Among these entries, count the lines containing the word "covered" and answer with only the number.

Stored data

= Beginning of Section =

PR #1547, opened 2018-10-05
Parser: Better names for parser util functions

IvanGoncharov:
Based @OlegIlyenko suggestion:
https://github.com/graphql/graphql-js/pull/1545#issuecomment-427196059

### DIFF
--- a/src/language/parser.js
+++ b/src/language/parser.js
@@ -150,9 +150,9 @@ export function parseValue(
 ): ValueNode {
   const sourceObj = typeof source === 'string' ? new Source(source) : source;
   const lexer = createLexer(sourceObj, options || {});
-  expect(lexer, TokenKind.SOF);
+  expectToken(lexer, TokenKind.SOF);
   const value = parseValueLiteral(lexer, false);
-  expect(lexer, TokenKind.EOF);
+  expectToken(lexer, TokenKind.EOF);
   return value;
 }
 
@@ -172,9 +172,9 @@ export function parseType(
 ): TypeNode {
   const sourceObj = typeof source === 'string' ? new Source(source) : source;
   const lexer = createLexer(sourceObj, options || {});
-  expect(lexer, TokenKind.SOF);
+  expectToken(lexer, TokenKind.SOF);
   const type = parseTypeReference(lexer);
-  expect(lexer, TokenKind.EOF);
+  expectToken(lexer, TokenKind.EOF);
   return type;
 }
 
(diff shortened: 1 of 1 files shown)


IvanGoncharov:
> I personally believe that this part of code might benefit from skip + skipOptional + keyword and "expect" alternatives. Purely based on the names, I understood "expect" as something to be used in cases where I'm interested in the token value and "skip" for cases when I just want to jump over the token, but I'm not interested in its value.

@OlegIlyenko I decide to extract it into a separate PR to make review more effective. Can you please review this PR and comment if new names match your suggestion.

OlegIlyenko:
@IvanGoncharov Thanks a lot for considering my feedback and working this PR!

I think it reads much better now :+1: I like how easy it is to identify which tokens are optional and which are not. I also like how occurrences of `skip` and `expect` are unified under the same term. 

Just an idea to play around with: I feel that term "expect" (or even more explicit variations `expectTerm`/`expectKeyword`) would better communicate the intention. But I'm not sure whether it's just me. So I don't want to emphasize it too much. In a current form it is already a good improvement, I think.

IvanGoncharov:
> Just an idea to play around with: I feel that term "expect" (or even more explicit variations expectTerm/expectKeyword) would better communicate the intention. But I'm not sure whether it's just me. So I don't want to emphasize it too much. In a current form it is already a good improvement, I think.

@OlegIlyenko Not sure I fully understand the proposed naming strategy. 
How about we discuss it in term of concrete functions:
* `expect` - if match token `kind` then `advance` and return `token` else `throw`
* `skip` - if match token `kind` then `advance` else `throw`
* `skipOptional` - if match token `kind` then `advance` and return `true` else return `false`
* `skipKeyword` - if match `keyword` then `advance` else `throw`
* `skipOptionalKeyword` - if match `keyword` then `advance` and return `true` else return `false`


Can you please copy this list and add/delete funtions or rename them if needed?

OlegIlyenko:
I mean something like this:

* `expectToken` - if match token kind then advance and return `token` else throw
* `expectOptionalToken` - if match token kind then advance and return `token` else return `null`/`undefined`
* `expectKeyword - if match keyword then advance and return `token` else throw
* `expectOptionalKeyword - if match keyword then advance and return `token` else return `null`/`undefined`

So the idea is to boil it down to only `expect*` functions which can be used in all scenarios. If return value of these functions is not needed, then it can be safely ignored.

mjmahone:
So I think there's still a little confusion about the proposed terms, especially around "skip" which I usually read as closer to "I think this might be here but it means nothing if it isn't". The original naming scheme was still confusing because of this, I think.

I really like @OlegIlyenko's naming scheme on this, though.

IvanGoncharov:
I updated PR according @OlegIlyenko last comment.

PR #1548, opened 2018-10-06
Fix error when printing a `FieldDefinition` AST node without `arguments` field

awfulaxolotl:
I encountered a runtime type error while printing some hand-constructed `FieldDefinition` AST nodes which conform to the type spec.

### Problem

Type spec - declaring it's optional:

https://github.com/graphql/graphql-js/blob/26c9874107e65f19576aae0a32638287820f68aa/src/language/ast.js#L444

Printing implementation - requiring it:

https://github.com/graphql/graphql-js/blob/787422956c9554d12d063a41fe35705335ec6290/src/language/printer.js#L139

### Solution

This PR fixes this discrepancy in the implementation with a default value.

https://github.com/awfulaxolotl/graphql-js/blob/df56ba3eadbfbc282ae6262927dfaeb162662158/src/language/printer.js#L139

### DIFF
--- a/src/language/printer.js
+++ b/src/language/printer.js
@@ -134,7 +134,7 @@ const printDocASTReducer = {
   ),
 
   FieldDefinition: addDescription(
-    ({ name, arguments: args, type, directives }) =>
+    ({ name, arguments: args = [], type, directives }) =>
       name +
       (args.every(arg => arg.indexOf('\n') === -1)
         ? wrap('(', join(args, ', '), ')')
--- a/src/language/printer.js
+++ b/src/language/printer.js
@@ -134,11 +134,11 @@ const printDocASTReducer = {
   ),
 
   FieldDefinition: addDescription(
-    ({ name, arguments: args = [], type, directives }) =>
+    ({ name, arguments: args, type, directives }) =>
       name +
-      (args.every(arg => arg.indexOf('\n') === -1)
-        ? wrap('(', join(args, ', '), ')')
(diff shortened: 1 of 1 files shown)


src/language/printer.js
```diff
@@ -136,7 +136,7 @@ const printDocASTReducer = {
   FieldDefinition: addDescription(
     ({ name, arguments: args, type, directives }) =>
```
IvanGoncharov: @awfulaxolotl you can use default value inside destructuring:
 `({ name: arguments: args = [], directives})`

awfulaxolotl: Hey @IvanGoncharov, thanks for the reminder!

I've pushed a revised version with the cleaner syntax.

IvanGoncharov:
@awfulaxolotl Sorry for the delay.
I reviewed our printer implementation and found another place with an exact same problem.
So I extracted code in question into `hasMultilineItem` function and reuse it in both places.
I pushed my changes on top of your PR and it would be great if you have time to review it.

@mjmahone Can you please review?

IvanGoncharov:
@mjmahone General issue here is that `printer.js` is not covered by Flow but I will try to address this in the separate PR.

awfulaxolotl:
@IvanGoncharov Nice catch. Your extended fix looks good to me! Looking forward to `printer.js` being covered with Flow.

IvanGoncharov:
@mjmahone Can you please review?

PR #2379, opened 2020-01-20
build: mjs files import other files using full paths with extensions

IvanGoncharov:
Motivation #2277

### DIFF
--- a/.babelrc
+++ b/.babelrc
@@ -19,7 +19,8 @@
           "presets": [["@babel/preset-env", { "modules": "commonjs" }]]
         },
         "mjs": {
-          "presets": [["@babel/preset-env", { "modules": false }]]
+          "presets": [["@babel/preset-env", { "modules": false }]],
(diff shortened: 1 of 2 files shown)


IvanGoncharov:
@lukejacksonn Big difference for this one and #2277 is that it adds extensions to all imports inside `*.mjs` files.
I don't really want to add separate `*.es.js` files since we already generating 4 files for every source file:
image
Do you see any potential problems with publishing both MJS and ESM builds as `*.mjs` files?

lukejacksonn:
Well, that sure simplifies things! I like the idea.. wasn't too sure that importing `.mjs` still worked in the browser but I just checked and it seems like it does so I can't see there being a problem there.

IvanGoncharov:
@lukejacksonn Thanks for trying it out 👍 
There is still a chance that extensions will break some setups so treat it as an experimental feature and in the worst-case scenario, we will switch to `*.es.js` files.

PR #2382, opened 2020-01-22
Change serialization for Int, Float and Boolean to work with objects

alex-knyazev:
It is good to have opportunity to pass objects which have valueOf() method in resolvers of Int and Float types.

For example, I have such objects as "Money", "Price" and so on in my app, and they have valueOf() method which return value. Now I need to call valueOf() method in every resolver of such field or write custom scalar or directive.

I think changes I did  are implied in native type behavior of Int, Float and Boolean fields.

### DIFF
--- a/src/type/scalars.js
+++ b/src/type/scalars.js
@@ -196,14 +196,16 @@ export const GraphQLString = new GraphQLScalarType({
 });
 
 function serializeBoolean(outputValue: mixed): boolean {
-  if (typeof outputValue === 'boolean') {
-    return outputValue;
+  const coercedValue = serializeObject(outputValue);
+
+  if (typeof coercedValue === 'boolean') {
+    return coercedValue;
   }
-  if (isFinite(outputValue)) {
-    return outputValue !== 0;
+  if (isFinite(coercedValue)) {
+    return coercedValue !== 0;
   }
   throw new GraphQLError(
-    `Boolean cannot represent a non boolean value: ${inspect(outputValue)}`,
+    `Boolean cannot represent a non boolean value: ${inspect(coercedValue)}`,
   );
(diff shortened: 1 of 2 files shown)


src/type/scalars.js
```diff
@@ -31,6 +31,15 @@ function serializeInt(outputValue: mixed): number {
...
   }
 
+  if (
+    outputValue !== null &&
+    typeof outputValue === 'object' &&
+    typeof outputValue.valueOf === 'function' &&
+    !Array.isArray(outputValue)
+  ) {
+    num = Number(outputValue.valueOf());
+  }
```
IvanGoncharov: Please use `serializeObject` instead and add it `Int`, `Float` and `Boolean`.
Also please update tests in https://github.com/graphql/graphql-js/blob/master/src/type/__tests__/serialization-test.js

So basically, please replicate how this is done for ID and String.

alex-knyazev: Don't you think than using of serializeObject method is incorrect in this situation (it contains checking that object has toJSON() method

alex-knyazev: @IvanGoncharov  I did it

IvanGoncharov: > Is it good idea to squash my 4 commits to one?

@alex-knyazev Both work, since it's small commit I can just "squash and merge" in GitHub UI.
Please don't forget to make the same changes and tests for `GraphQLBoolean` type.

alex-knyazev: @IvanGoncharov  I've added boolean type

IvanGoncharov:
@alex-knyazev Merged 🎉 
I plan to release `15.0.0-rc.2` in the next few days.

PR #2402, opened 2020-01-27
Add 'Rule' suffix to all validation rules

IvanGoncharov:
Technically it's not a breaking change since only stuff exported from
`graphql` and `graphql/validation` are part of the public API.
However, many tools/libraries depended on this "internal" imports to
blacklist certain rules so in #2399 I added missing exports so now
you can import them like so:
```
import { ExecutableDefinitionsRule } from 'graphql/validation';
```

Also, I backported missing exports to the `14.6.0` release.
If this change broke your code, please try to migrate it as shown above
and please feel free to open an issue if you need assistance with migration.


IvanGoncharov:
For additional context about this long-awaited please see this discussion:
https://github.com/graphql/graphql-js/pull/808#issuecomment-294237716

src/index.d.ts
```diff
@@ -327,12 +327,12 @@ export {
...
   VariablesInAllowedPositionRule,
   // SDL-specific validation rules
-  LoneSchemaDefinitionRule,
-  UniqueOperationTypesRule,
-  UniqueTypeNamesRule,
-  UniqueEnumValueNamesRule,
+  LoneSchemaDefinitionRuleRule,
+  UniqueOperationTypesRuleRule,
+  UniqueTypeNamesRuleRule,
+  UniqueEnumValueNamesRuleRule,
```
trevor-scheer: @IvanGoncharov I'm worried there may have been a mistake via find and replace here and in other places, can you take another look please?

IvanGoncharov: @trevor-scheer Thanks a lot for reporting 👍 
Fixed it here: https://github.com/graphql/graphql-js/pull/2407

Issue #2203, opened 2019-09-26
Test all functions (with AST input) that they handle `undefined` instead of array properites


IvanGoncharov:
Based on @mjmahone comment https://github.com/graphql/graphql-js/pull/2084#discussion_r313964490
> I know we ran into problems in the past when hand-modeling the AST where, unless you explicitly set directives: [], you'd end up getting an undefined reference, even though the flow type allowed it.

Currently `parse` always return empty arrays (and never `undefined`) but AST definitions explicitly support `undefined`. 

This is done to make AST forward-compatible meaning old code that generate/transformate AST and doesn't know about new properties (e.g. `interfaces` on `InterfaceTypeDefinitionNode` node) is still compatible with newer versions of `graphql-js`.

It also means it's very easy to manually create nodes, for example creating `FieldNode` you can safely omit `arguments`, `directives` and `selectionSet` properties so minimal field will look like:
```js
{
  kind: 'Field', 
  name: { kind: 'Name', value: 'foo' },
}
```

At the same time we need to be sure that functions like `buildSchema`, `extendSchema`, `print`, `execute`, etc. are actually ready to handle such functions and don't crash when they get `undefined` instead of an empty array.

yaacovCR:
Closed by #4206

PR #2405, opened 2020-01-27
Make variableDefinitions not nullable

brandon-leapyear:
:sparkles: _**This is an old work account. Please reference @brandonchinn178 for all future communication**_ :sparkles:

---

It seems like `variableDefinitions` will always be a non-null array.

https://github.com/graphql/graphql-js/blob/f07ec241d51d7c3fb0263bb3ade1975dc87babc3/src/language/parser.js#L258-L285
https://github.com/graphql/graphql-js/blob/f07ec241d51d7c3fb0263bb3ade1975dc87babc3/src/language/parser.js#L307

### DIFF
--- a/src/language/ast.d.ts
+++ b/src/language/ast.d.ts
@@ -220,7 +220,7 @@ export interface OperationDefinitionNode {
   readonly loc?: Location;
   readonly operation: OperationTypeNode;
   readonly name?: NameNode;
-  readonly variableDefinitions?: ReadonlyArray<VariableDefinitionNode>;
+  readonly variableDefinitions: ReadonlyArray<VariableDefinitionNode>;
   readonly directives?: ReadonlyArray<DirectiveNode>;
   readonly selectionSet: SelectionSetNode;
 }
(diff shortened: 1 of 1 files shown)


IvanGoncharov:
Hi @brandon-leapyear 

Thanks for PR 👍 
AST format should have a healthy balance between the ability to easily process but at the same to easily construct AST nodes.
For example, at the moment you can easily extract part of the query into separate query:
```js
return {
  kind: Kind.OPERATION_DEFINITION, 
  selectionSet: someSelectionSet,
};
```
And you don't need to add a bunch of empty arrays, moreover, it makes code less fragile when we add new properties to AST nodes.

But I agree it looks weird and creates complications, for example with testing see #2203 
Personally I think a good long term solution would be to always return `undefined` instead of empty arrays since it's will improve performance and memory consumption.
Also, it would be great if someone researches what other JS parsers do e.g. Babel's parser, ESLint parser, etc.

yaacovCR:
closing this PR in favor of https://github.com/graphql/graphql-js/pull/4206 based on suggestion above in https://github.com/graphql/graphql-js/pull/2405#issuecomment-579077133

= End of Section =

◆ Expected answer ◆
2